30/08 - O trio reune-se com Trump por 30 minutos em um encontro não aberto à imprensa para registro de imagens. Trump não registrou o encontro em sua agenda oficial e não o comentou em seu Twitter, como seria de sua praxe.
Quando anunciou a viagem da comitiva aos EUA no mesmo dia de partida, Eduardo Bolsonaro disse que o objetivo era agradecer Trump por seu apoio na cúpula do G7, que teve Macron como crítico do presidente Bolsonaro devido às queimadas na Amazônia.
Na saída do encontro, Araújo não fez nenhum anúncio novo de ajuda ou parceria com os EUA na questão da Amazônia ou em qualquer outra questão, afirmando que a visita foi “simbólica”, para mostrar que os dois países “estão na mesma página”.

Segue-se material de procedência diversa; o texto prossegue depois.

PR #4247, opened 2024-10-03
fix: Change wiki date format

RichardLitt:
This modifies the template for Wikipedia suggested article content, ensuring that the date field doesn't throw an error on Wikipedia.

Cf. https://en.wikipedia.org/wiki/Help:CS1_errors\#bad_date

### DIFF
--- a/app/views/taxa/_description.html.haml
+++ b/app/views/taxa/_description.html.haml
@@ -56,7 +56,7 @@
         else
           @taxon.name
         end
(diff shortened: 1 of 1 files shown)


RichardLitt:
Let me know if there is something else I should do for this.

RichardLitt:
This continues to be a bug. Let me know what you need.

RichardLitt:
@kueda A PR review for this should take less than one minute.

pleary:
Thanks!

RichardLitt:
Sweet. Thank you.

Issue #4288, opened 2024-11-14
"Follow" button appears on obs detail page if user is logged out


tiwane:
If you're logged-out and on an obs detail page, the "Follow" button appears. No options appear if you click on it, but maybe it should be gone or grayed out if someone isn't logged in?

Penso que a cronologia sugere um encontro com Trump feito às pressas, com motivos não devidamente esclarecidos, que a Casa Branca evitou registrar oficialmente, e anunciado um dia após Trump encaminhar sua decisão à OCDE (que se tornaria pública somente há quatro dias). Ao contrário do que o governo alegou, parece uma evidência de que foi mesmo pego de calça curta com a decisão de Trump, tentando revertê-la num ato desesperado de convencimento cara a cara na Casa Branca em 30/09.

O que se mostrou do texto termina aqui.